Not Keeping It All (Quietly) in the Family – When A Family Business Dissolves in Court

By Justin Joy | November 2, 2022

This article was in the Tennessee Bar Association’s Business Law Section on October 26, 2022

While every family has likely had its share of spats, when those tiffs involve once-successful businesses and spill into court, those disputes can become complex, costly and very public.

In the recent Tennessee Court of Appeals opinion of Meadows v. Story, No. M2020-00886-COA-R3-CV (Sept. 29, 2022) the facts involved are more illustrative than the legal issues. From a business organization perspective, the narrative was a common one for many family-owned, family-run businesses. The father started a business in the 1960s as a sole proprietorship. About 25 years later, the business became a partnership when the son became a 50/50 owner. The business grew and eventually focused on primarily providing excavating services. Approximately 50 years after the business was founded, it converted into a member-managed limited liability company, with the father and son each holding a 50% membership interest with equal governance rights.
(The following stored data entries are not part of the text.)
PR #319, opened 2015-03-07
lock mu when checking if the pool is closed

Zariel:
This patches a bug whereby a closed pool could be refilled during a race condition. It also makes access the the `quit` flag more consistent with other access paths.


0x6e6562:
Why do you need to lock on mu in this instance?

Zariel:
Because c.quit is accessed concurrently, for instance, 

https://github.com/Zariel/gocql/blob/edf935ca8ec50a2b1a35c454d1bffd60c994a1f0/connectionpool.go#L330

PR #320, opened 2015-03-07
extend the package docstring a bit

Zariel:


Zariel:
Do you think its a better idea to just use the relevant parts from the readme? That way it will show up on godoc.org as well.

Zariel:
Ill come back to this another time

PR #325, opened 2015-03-13
Default a Session's consistency to that of its ClusterConfig

obeattie:
I'm not 100% sure whether this is technically a bug or not (please close if not), but it seems to me that when constructing a `Session` with `NewSession`, its consistency level should be defaulted to that of its `ClusterConfig`.


0x6e6562:
This is a bug - good spot :-)

I've just re-triggered the CI build after a time out, but I don't think this has anything to do with the change.

0x6e6562:
Thank you for your contribution :-)

PR #327, opened 2015-03-13
conn: only setup the TLS config once

Zariel:
we can reuse the TLS Config between connections, so avoid the
expensive read and cert parsing when dialing connections, instead
do this in the connection pool once during startup.

### DIFF
--- a/cluster.go
+++ b/cluster.go
@@ -113,7 +113,10 @@ func (cfg *ClusterConfig) CreateSession() (*Session, error) {
 		cfg.NumStreams = maxStreams
 	}
 
-	pool := cfg.ConnPoolType(cfg)
+	pool, err := cfg.ConnPoolType(cfg)
+	if err != nil {
+		return nil, err
+	}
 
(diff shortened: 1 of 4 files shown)


Zariel:
Ive never seen this error in travis before, race condition?

`	cassandra_test.go:463: '`SELECT * FROM too_few_query_args WHERE id = ? and cluster = ?`, 1' should return an ErrQueryArgLength, but returned: unconfigured columnfamily not_enough_query_args
`

Zariel:
@0x6e6562 think its worth continuing with this change?

Zariel:
My hesitation for this change is that ConnConfig is exported so changing its fields are breaking API changes, but im not hugely concerned about the impact because I dont think we should have exported the connection related things (Connect, Conn, ConnConfig).

0x6e6562:
I take your point about not exporting connection related stuff - so given that this patch introduces a breaking change, why not down case the new struct member to completely unexport the field?

Other than that suggestion, this change LGTM.

Zariel:
@0x6e6562 good idea! done!

PR #332, opened 2015-03-16
Wait until we're done connecting before returning from fillPool

mdelah:
The changeset adds a mutex to the fillPool() function, designed to prevent multiple goroutines from repopulating the connection pool at once. At my organisation we've noticed gocql client programs would regularly open up tens or hundreds of times the configured number of connections to Cassandra. It seems that occassional network outages were causing many connections to be dropped from the pool at once, and each of the N goroutines responsible for the lost connections would race to re-open the full N, resulting in N * N new connections. We've been running this changeset in production for two weeks now, and the issue has disappeared. Note the existing mutex (c.hostMu) was ineffective at preventing this condition, because the connections are reopened in goroutines that continue to run after fillPool() returns.


0x6e6562:
Very interesting - thanks for contributing this patch. I take your point about the existing mutex and I can see how you've patched it to get a more deterministic read of the current pool size. It seems that you've introduced a semaphore pattern into the pool. I was wondering whether there is a more idiomatic way to do this in Go?

In any case I would to get @Zariel to comment on the concurrency implications of this change.

Zariel:
I dont think this will have an impact on the concurrency of the pool. Though this could have been done more simply with a `WaitGroup`?

mdelah:
Thanks @0x6e6562, @Zariel. Great suggestion to use WaitGroup; I've pushed the change to our fork.

connectionpool.go
```diff
@@ -251,7 +252,9 @@ func (c *SimplePool) fillPool() {
 
 		//This is reached if the host is responsive and needs more connections
 		//Create connections for host synchronously to mitigate flooding the host.
+		wg.Add(1)
 		go func(a string, conns int) {
+			defer func() { wg.Done() }()
```
Zariel: nit: this can be written as ```defer wg.Done()``` without needing the closure

Zariel:
LGTM @0x6e6562

0x6e6562:
LGTM as well. The only thing that needs to be done is to add yourself to the AUTHORS file. If you want to take the suggestion about the defer function syntax on board as well, that's fine as well. Otherwise, we should be good to merge this.

mdelah:
Updated. Cheers, guys.

0x6e6562:
This doesn't appear to merge cleanly - it is worth re-merging master into your branch?

0x6e6562:
Sometimes this due to line endings in the AUTHORS file.

mdelah:
Done @0x6e6562

0x6e6562:
Thanks very much for your contribution :-)

PR #333, opened 2015-03-18
Eagerly infer the last component of a column family

0x6e6562:
This patch adds some more metadata to the schema at compile time. The motivation behind this is to be able to infer the relative position of a column that forms either part of the partition key or clustering key. This can already be achieved using the current API, but that information needs to be computed on a per-column basis multiple times if this processing takes place in a client application. By moving this inference into the compilation phase, this computation is only done once. It also makes the metadata API richer.

### DIFF
--- a/metadata.go
+++ b/metadata.go
@@ -9,6 +9,7 @@ import (
 	"encoding/json"
 	"fmt"
 	"log"
+	"sort"
 	"strconv"
 	"strings"
 	"sync"
@@ -36,6 +37,7 @@ type TableMetadata struct {
 	PartitionKey      []*ColumnMetadata
 	ClusteringColumns []*ColumnMetadata
 	Columns           map[string]*ColumnMetadata
+	LastComponent     *ColumnMetadata
 }
 
 // schema metadata for a column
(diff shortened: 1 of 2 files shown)


0x6e6562:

Another all-too-common small business narrative was a significant factor in the case. Like many other small businesses, perhaps particularly those owned between and among family members, record-keeping and recognition of corporate separateness could be described as casual. For example, another business owned by the son used equipment owned by the excavating business, and the son’s business was not billed for use of the equipment. More problematic in the litigation were hundreds of personal property items, none of which were apparently used in operating the business. These items included antique automobiles, automotive paraphernalia and memorabilia, and pieces of heavy farm equipment. Evidence was presented that some of these items were purchased on the excavating company’s checks, while other items were purchased using the son’s company’s checks, while yet other items were purchased with cash.
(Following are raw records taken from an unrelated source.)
PR #338, opened 2015-03-27
Added routing key computation to Query

justinretailnext:
This PR adds some incremental functionality which would be needed for token awareness in a connection pool. It depends on the metadata functionality from my previous PR. Since gocql doesn't differentiate between prepared and unprepared statements, this functionality is a departure in some respects from the Datastax driver methodology, which it is loosely based on.

The top-level functionality added in this PR is the addition of the `GetRoutingKey() []byte` function to `Query`. This function returns the computed routing key for a given statement and its bound values. The function `RoutingKey([]byte)` is supplied in `Query` as a way to override the routing key, or as a simple short circuit to avoid the computation of the routing key (e.g. cqlc could probably generate code that creates appropriate routing keys without relying on the runtime computation of the partition key metadata). Computation of the routing key during runtime requires determining which bound parameters of a statement are part of the partition key. This is done in the `routingKeyInfo() *routingKeyInfo` function of `Session` which utilizes both the cached `QueryInfo` for a statement combined with the `TableMetadata`. The function `routingKeyInfo` is cached so that the routing key indexes and type information is only collected once for each unique statement.

Some things to note in this PR are the slight modification to queries in metadata.go which set the routing key to an empty byte slice:
```
query.RoutingKey([]byte{})
```
This disables computation of the routing key since the routing key computation calls the metadata queries thus avoiding an infinite loop. In the Datastax drivers the metadata queries are performed on a uniquely configured "control" connection which does not use the routing key, thus avoiding this workaround.

Another item to notice is that the routing key info cache is owned by the session since this information isn't bound to a specific connection unlike the prepared statement cache.

[Review on Reviewable](https://reviewable.io/reviews/gocql/gocql/338)

### DIFF
--- a/metadata.go
+++ b/metadata.go
@@ -331,6 +331,9 @@ func getKeyspaceMetadata(
 		`,
 		keyspaceName,
 	)
+	// Set a routing key to avoid GetRoutingKey from computing the routing key
+	// TODO use a separate connection (pool) for system keyspace queries.
+	query.RoutingKey([]byte{})
 
 	keyspace := &KeyspaceMetadata{Name: keyspaceName}
 	var strategyOptionsJSON []byte
@@ -375,6 +378,9 @@ func getTableMetadata(
 		`,
 		keyspaceName,
 	)
+	// Set a routing key to avoid GetRoutingKey from computing the routing key
+	// TODO use a separate connection (pool) for system keyspace queries.
+	query.RoutingKey([]byte{})
 	iter := query.Iter()
 
 	tables := []TableMetadata{}
@@ -511,6 +517,9 @@ func getColumnMetadata(
 	var indexOptionsJSON []byte
 
 	query := session.Query(stmt, keyspaceName)
+	// Set a routing key to avoid GetRoutingKey from computing the routing key
+	// TODO use a separate connection (pool) for system keyspace queries.
+	query.RoutingKey([]byte{})
 	iter := query.Iter()
 
 	for scan(iter, &column, &indexOptionsJSON) {
--- a/session.go
+++ b/session.go
@@ -5,6 +5,8 @@
 package gocql
 
 import (
+	"bytes"
+	"encoding/binary"
 	"errors"
 	"fmt"
 	"io"
@@ -12,6 +14,8 @@ import (
 	"sync"
 	"time"
 	"unicode"
+
+	"github.com/golang/groupcache/lru"
 )
 
 // Session is the interface used by users to interact with the database.
@@ -24,13 +28,14 @@ import (
 // and automatically sets a default consinstency level on all operations
 // that do not have a consistency level set.
 type Session struct {
-	Pool            ConnectionPool
-	cons            Consistency
-	pageSize        int
-	prefetch        float64
-	schemaDescriber *schemaDescriber
-	trace           Tracer
-	mu              sync.RWMutex
+	Pool                ConnectionPool
+	cons                Consistency
+	pageSize            int
+	prefetch            float64
+	routingKeyInfoCache routingKeyInfoLRU
+	schemaDescriber     *schemaDescriber
+	trace               Tracer
+	mu                  sync.RWMutex
 
 	cfg ClusterConfig
 
@@ -40,7 +45,12 @@ type Session struct {
 
 // NewSession wraps an existing Node.
 func NewSession(p ConnectionPool, c ClusterConfig) *Session {
-	return &Session{Pool: p, cons: c.Consistency, prefetch: 0.25, cfg: c}
+	session := &Session{Pool: p, cons: c.Consistency, prefetch: 0.25, cfg: c}
+
+	// create the query info cache
+	session.routingKeyInfoCache.lru = lru.New(c.MaxRoutingKeyInfo)
+
+	return session
 }
 
 // SetConsistency sets the default consistency level for this session. This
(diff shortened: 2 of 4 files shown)


Zariel:
As a note once my refactor of the framing code lands I plan on working on adding a control connection, which should help with this and various other features for the connection pool.

Thanks for the PR, I will take a look :)

session.go
```diff
@@ -185,6 +195,104 @@ func (s *Session) KeyspaceMetadata(keyspace string) (*KeyspaceMetadata, error) {
...
+			table := queryInfo.Args[0].Table
+			var keyspaceMetadata *KeyspaceMetadata
+			keyspaceMetadata, inflight.err = s.KeyspaceMetadata(s.cfg.Keyspace)
+			if inflight.err == nil {
+				tableMetadata, found := keyspaceMetadata.Tables[table]
+				if !found {
+					inflight.err = ErrNoMetadata
+				}
+
+				partitionKey = tableMetadata.PartitionKey
```
Zariel: If found is false this will nil pointer

session.go
```diff
@@ -185,6 +195,104 @@ func (s *Session) KeyspaceMetadata(keyspace string) (*KeyspaceMetadata, error) {
...
+	s.routingKeyInfoCache.lru.Add(cacheKey, inflight)
+	s.routingKeyInfoCache.mu.Unlock()
+
+	var queryInfo *QueryInfo
+	var partitionKey []*ColumnMetadata
+
+	// get the query info for the statement
+	conn := s.Pool.Pick(nil)
+	if conn != nil {
+		queryInfo, inflight.err = conn.prepareStatement(stmt, s.trace)
```
Zariel: here should we not pass a nil tracer as it has no user impact?

Zariel:
lgmt baring comments, my only concern is that `routingKeyInfo` goes to the right quite a lot, would it be possible to split it out into separate functions?

justinretailnext:
Concerning the line length, looking at the code I may be able to even rearrange some of the branches so that the main non-error code branch is at the first indent. Otherwise I'll format or split it.

Zariel:
Yeah that was my concern, particularly just the braching around line 232

0x6e6562:
Overall this looks good to me.

My main question would be whether it is good for the new API functions to not return errors, i.e.:

```
func (q *Query) RoutingKey(routingKey []byte) *Query
func (q *Query) GetRoutingKey() []byte
```

instead of 

```
func (q *Query) RoutingKey(routingKey []byte) (*Query, error)
func (q *Query) GetRoutingKey() ([]byte, error)
```

As it stands right now, it is up to the caller to test for nil. Also, the underlying error will not be available to the caller. So this is a slightly different to a lot of the APIs we currently have, but there might be a good reason for this?

justinretailnext:
There's no error right now primarily because the code for token awareness didn't need to act on any error  differently than if there was no routing key. I do agree that this is an omission in general use and I've added the error to the signature. The code still can return a nil routing key for a non-error condition where the routing key can't be determined, and I've documented that.

justinretailnext:
Also, `RoutingKey([]byte) *Query` does not return an error since it cannot produce an error; this also makes sense since it follows with the other fluent style value setters such as `PageSize(int) *Query`.

metadata.go
```diff
@@ -331,6 +331,9 @@ func getKeyspaceMetadata(
 		`,
 		keyspaceName,
 	)
+	// Set a routing key to avoid GetRoutingKey from computing the routing key
+	// TODO use a separate connection (pool) for system keyspace queries.
+	query.RoutingKey([]byte{})
```
Zariel: should this be set for the RingDescriber as well?

justinretailnext: It's only necessary here since these methods are in the call path of GetRoutingKey.

More specifically, each of these get***Metadata functions execute a query using the connection pool, which may be implemented with token-awareness, which will in turn call GetRoutingKey, and therefore would infinitely loop recursively; except that by overriding the routing key here in this line, this short circuits the behavior of GetRoutingKey to return the override value immediately and avoid the recursion.

The ideal situation, as indicated by the TODO is that these functions execute their queries on an isolated connection (e.g. control connection) that wouldn't ever call GetRoutingKey.

Zariel: I see. I have ideas to replace the pluggable connection pool with pluggable host selectors for a query, so that should be replaceable on a per query basis.

justinretailnext: My token aware connection pool implementation (future PR) actually introduces a HostSelectionPolicy and ConnSelectionPolicy interfaces with a new policy driven connection pool. When we get to that I figure we can hash out any alterations to that.

session.go
```diff
@@ -610,6 +787,40 @@ type ColumnInfo struct {
...
+		r.lru.RemoveOldest()
+	}
+	r.lru.MaxEntries = max
+	r.mu.Unlock()
+}
+
+type inflightCachedEntry struct {
+	wg    sync.WaitGroup
+	err   error
+	value interface{}
```
Zariel: Is there a reason to store the value as an `interface{}` not a concrete type?

justinretailnext: This is mostly a copy of code from the prepared statement cache code. I suppose in the long term it would make sense to consolidate both cache code bases into a single abstract inflight cache.

Zariel:
Thanks for taking the time to contribute this :)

Unfortunately, the personal relationship between the father and son deteriorated and eventually, the father filed a complaint for judicial dissolution of the LLC given that it had become not reasonably practicable for the company to continue its business. The son agreed in a counterclaim he filed. Notably, the father filed a separate lawsuit to dissolve the son’s business and distribute the father’s putative interest on a theory of implied partnership. That lawsuit (which is the subject of a separate appellate opinion that, among other things, reversed summary judgment in the son’s favor on the implied partnership claim) revealed further intertwinement among family members and the various business entities, including evidence of personal guarantees by both parents of loans for the son’s business, real property owned by the father and mother used as collateral for loans taken out by the son’s business, and evidence presented that the father did not have a personal bank account, with all living expenses paid directly from the excavating company.

Although the parties agreed on the excavation business’ dissolution, contention surrounded other issues involved. While the appellate court addressed other issues including the relevancy of the father’s lawsuit seeking dissolution of the son’s business and attorney-client privilege questions, substantively, the primary issues pertained to ownership of hundreds of items of personal property, and the values of the respective capital accounts of the father and son in the excavation company.
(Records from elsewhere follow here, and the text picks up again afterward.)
PR #339, opened 2015-03-30
refactor all framing protocol code into frame

Zariel:
Simplify the protocol implementation so that all the logic for handling different protocol versions is now handled inside frame.go. This should make it easier to improve and change the protocols going forward without having to make lots of changes elsewhere.

### DIFF
--- a/conn.go
+++ b/conn.go
@@ -177,6 +177,15 @@ func Connect(addr string, cfg ConnConfig, pool ConnectionPool) (*Conn, error) {
 	return c, nil
 }
 
+func (c *Conn) Write(p []byte) (int, error) {
+	c.conn.SetWriteDeadline(time.Now().Add(c.timeout))
+	return c.conn.Write(p)
+}
+
+func (c *Conn) Read(p []byte) (int, error) {
+	return c.r.Read(p)
+}
+
 func (c *Conn) startup(cfg *ConnConfig) error {
 	m := map[string]string{
 		"CQL_VERSION": cfg.CQLVersion,
@@ -242,6 +251,96 @@ func (c *Conn) authenticateHandshake(authFrame *authenticateFrame) error {
 	}
 }
 
+// Serve starts the stream multiplexer for this connection, which is required
+// to execute any queries. This method runs as long as the connection is
+// open and is therefore usually called in a separate goroutine.
+func (c *Conn) serve() {
+	var (
+		err    error
+		header frameHeader
+	)
+
+	for {
+		header, err = c.recv()
+		if err != nil {
+			break
+		}
+		c.dispatch(header)
+	}
+
+	c.Close()
+	for id := 0; id < len(c.calls); id++ {
+		req := &c.calls[id]
+		if atomic.CompareAndSwapInt32(&req.active, 1, 0) {
+			req.resp <- struct{}{}
+			close(req.resp)
+		}
+	}
+
+	if c.started {
+		c.pool.HandleError(c, err, true)
+	}
+}
+
+func (c *Conn) recv() (frameHeader, error) {
+	// not safe for concurrent reads
+
+	// read a full header, ignore timeouts, as this is being ran in a loop
+	// TODO: TCP level deadlines? or just query level deadlines?
+
+	// were just reading headers over and over and copy bodies
+	head, err := readHeader(c.r, c.headerBuf)
+	if err != nil {
+		return frameHeader{}, err
+	}
+
+	call := &c.calls[head.stream]
+
+	call.mu.Lock()
+	log.Printf("readframe stream=%v\n", head.stream)
+	err = call.framer.readFrame(&head)
+	call.mu.Unlock()
+	if err != nil {
+		return frameHeader{}, err
+	}
+
+	if head.version.version() != c.version {
+		return frameHeader{}, NewErrProtocol("unexpected protocol version in response: got %d expected %d", head.version.version(), c.version)
+	}
+
+	return head, nil
+}
+
+func (c *Conn) dispatch(header frameHeader) {
+	id := header.stream
+	if id >= len(c.calls) {
+		// should this panic?
+		return
+	}
+
+	// TODO: replace this with a sparse map
+	call := &c.calls[id]
+
+	call.resp <- struct{}{}
+	atomic.AddInt32(&c.nwait, -1)
+
+	c.uniq <- id
+}
+
+type callReq struct {
+	active int32
+	// could use a waitgroup but this allows us to do timeouts on the read/send
+	resp   chan struct{}
+	mu     sync.Mutex
+	framer *framer
+	err    error
+}
+
+type callResp struct {
+	framer *framer
+	err    error
+}
+
 func (c *Conn) exec(req frameWriter, tracer Tracer) (frame, error) {
 	// TODO: move tracer onto conn
 	stream := <-c.uniq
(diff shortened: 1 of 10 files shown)


Zariel:
@0x6e6562 this is a fairly large change, and took me a while :)

This is a major refactor of how the framing code (frame.go) and connection (conn.go) are interacting, it removes all knowledge of the protocol from the connection and changes how it reads / write frames to the underlying connection.

Im not sure how relevant they are as I didnt spend anytime on optimising anything, but the bench results are interesting.

`benchmark                           old ns/op     new ns/op     delta
BenchmarkWikiCreateSchema-4         184891883     157283266     -14.93%
BenchmarkWikiCreatePages-4          638084        771324        +20.88%
BenchmarkWikiSelectAllPages-4       1624179       2544581       +56.67%
BenchmarkWikiSelectSinglePage-4     315850        408556        +29.35%
BenchmarkWikiSelectPageCount-4      527972        531931        +0.75%

benchmark                           old allocs     new allocs     delta
BenchmarkWikiCreateSchema-4         32             29             -9.38%
BenchmarkWikiCreatePages-4          37             32             -13.51%
BenchmarkWikiSelectAllPages-4       446            1142           +156.05%
BenchmarkWikiSelectSinglePage-4     55             60             +9.09%
BenchmarkWikiSelectPageCount-4      27             25             -7.41%

benchmark                           old bytes     new bytes     delta
BenchmarkWikiCreateSchema-4         11393         1982          -82.60%
BenchmarkWikiCreatePages-4          6389          1699          -73.41%
BenchmarkWikiSelectAllPages-4       50782         50292         -0.96%
BenchmarkWikiSelectSinglePage-4     7509          3243          -56.81%
BenchmarkWikiSelectPageCount-4      5748          1021          -82.24%`

0x6e6562:
Is this change ready for a review or are you still working on it?

conn.go
```diff
@@ -179,66 +185,113 @@ func Connect(addr string, cfg ConnConfig, pool ConnectionPool) (*Conn, error) {
...
 
+	go c.serve()
+
 	if err := c.startup(&cfg); err != nil {
 		conn.Close()
 		return nil, err
 	}
-
-	go c.serve()
+	c.started = true
```
0x6e6562: Just as a point of interest, do we know that the connection has actually been started at this point in time, since `c.serve()` is executed asynchronously? Or is this irrelevant?

conn.go
```diff
@@ -248,170 +301,121 @@ func (c *Conn) startup(cfg *ConnConfig) error {
...
+	head, err := readHeader(c.r, c.headerBuf)
+	if err != nil {
+		return err
 	}
 
-	bodySize := resp.Length(c.version)
-	if bodySize == 0 {
-		return resp, nil
+	call := &c.calls[head.stream]
+	call.mu.Lock()
```
0x6e6562: What's the scope of this lock, given that we state above that this is "not safe for concurrent reads"?

conn.go
```diff
@@ -248,170 +301,121 @@ func (c *Conn) startup(cfg *ConnConfig) error {
...
+		framer.trace()
 	}
 
-	// here recv wont timeout waiting for a header, should it?
-	if f, err = c.recv(); err != nil {
+	// there is a race that we can read and write to the same buffer, I dont think
+	// the data will actually corrupt but to be safe and appease the race detector gods,
+	// guard it.
+	// We could fix this by using seperate read and write buffers, which may end up
+	// being faster and easier to reason about.
```
0x6e6562: The idea about separate buffers sounds good on face value - would there be much involved in splitting this out?

frame.go
```diff
@@ -16,602 +19,1302 @@ const (
...
+	opExecute               = 0x0A
+	opRegister              = 0x0B
+	opEvent                 = 0x0C
+	opBatch                 = 0x0D
+	opAuthChallenge         = 0x0E
+	opAuthResponse          = 0x0F
+	opAuthSuccess           = 0x10
+)
+
+func (f frameOp) String() string {
```
0x6e6562: If we were only supporting Go 1.4, I guess we could auto-generate these constants:

//go:generate stringer -type=frameOp

0x6e6562:
I've had a good look through this change and I've noted the things that may require some follow up - other than that the patch looks pretty good. I can't help thinking that because of the size of this change, there is likely to be subtle bugs we've both missed. I guess end users are likely to tease these out. Because of this, I'm wondering if we temporarily change the top of the README to reflect the fact that we are trying to mature out new framing code and that if people require more tried and tested code, that we provide a tag to the last commit of the previous generation framing code?

Zariel:
Yeah, I think we should wait for #316 to merge so that we can verify the authentication handshake works correctly.

With regards to a tag, that makes sense.

frame.go
Zariel: yeah that would be nice, many of the types could have auto-gen strings

conn.go
Zariel: Not really, just the change on read and write paths, currently they just share the same buffer and assume the owner of framer is not reading/writing concurrently, as it should be used for a single stream on a connection.

conn.go
Zariel: This lock protects the buffer in framer so that we guarantee that we dont read/write concurrently, this is race condition mentioned in the framer

Zariel:
Given that #316 is a bit blocked, I ran the tests manually setting the authenticator, found a bug in the type switch for the authentication. Added some more stringing functions to the frames as well.

I think its in a state to merge now @0x6e6562

Zariel:
@0x6e6562 I made some changes, namely revert back to copying byte slices when parsing frames, which makes the code much easier to reason about. I also changed it to use separate read/write buffers which also makes it easier to reason about.

conn.go
Zariel: This is to prevent errors going back to the connection pool from startup, which is the same behaviour as the previous implementation.

0x6e6562:
I'm fine to leap frog #316 to get this going and code wise this LGTM, but I think we should put a highly visible addendum at the top of the README (which we will delete after this code has been tested out enough in the wild), so that people will be able to see that they're dealing with new code. We should also provide a tag to the previous "stable" revision.

Zariel:
What shall we call the tag?

0x6e6562:
>What shall we call the tag?

How about `1st_gen_framing`?

Zariel:
created

Zariel:
For the readme, how about this under the website/docs link

Stability
---------
The underlying framing code was rewritten as part of #339 and as such may have
unforseen bugs, if you would like to use the previously known stable framing code the tag `1st_gen_framing` (180456fef0a3c6d02c51dc7211f49b55e9315867) has
been created.

0x6e6562:
How about:

"The underlying framing code was rewritten as part of #339 and as such may have
unforseen bugs. If you run into a bug related to wire framing, please raise a ticket and we will try to resolve this as soon as we can. If you require a stable version to pin your production app against, we have tagged the previous stable version in source code, so you can build against this. The tag is called 1st_gen_framing (180456f). This note will be removed as the new generation framing code base matures."

0x6e6562:
I might also change the section title to "Production Stability"?

Zariel:
Committed

Zariel:
@0x6e6562 merge?

0x6e6562:
Very nice work - this has laid a flexible foundation for the library going forwards :-)

Zariel:
Thanks :+1:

The trial court appointed a receiver to sort out ownership of the personal property items. The task was complicated and impeded by the lack of business records and other documentation evidencing ownership. Instead, the receiver considered “cancelled checks, car competition entry forms, open titles, photographs and an appraisal form” as well as “vehicle information, frame and engine block numbers . . . [and] what prizes from car competitions showed about ownership.” Resolution of the respective value of the capital accounts was likewise challenging. The appellate court affirmed the trial court’s denial of the defendants’ request to conduct an accounting because the defendants had access to relevant records. (Before the trial was held, the father passed away. Representatives of his estate and trustees of a trust to which the father had bequeathed all his property had been substituted as defendants.) At the bench trial, the trial court seemed to exclusively rely on the company’s tax returns for determining the capital account values, noting they were the “best evidence.” Notably, the appellate court also stated that, despite the equal ownership between the members memorialized in the operating agreement, “there must be evidence to support what an operating agreement states about members’ capital contributions.” Contrary to the terms of the operating agreement, the evidence indicated that the father and son did not contribute equal amounts to the company.

This case provides a practical illustration of the need for the proper recognition of separateness between owners and their businesses, which includes adequate record-keeping for each legal entity. In many instances, common ownership and management of related companies, particularly when those owners and managers are from the same family, can lure businesses into a sense of complacency on a day-to-day or even year-to-year basis when it comes to observing formalities and record-keeping. As this case demonstrates, years or even decades of such practices can make an orderly dissolution and winding up complex, contentious and nearly impossible, not to mention the heightened personal and emotional aspects when family members are involved. The sale of such a business does not completely alleviate the problem, as valuation of the entity and the individual ownership interests still must be determined as part of such a transaction. Cases such as this are unfortunate but insightful retrospective lessons for small businesses and their owners—along with accountants and counsel for those owners and businesses—of the importance of keeping the personal financial matters of individual owners separate from the business matters of legal entities they own.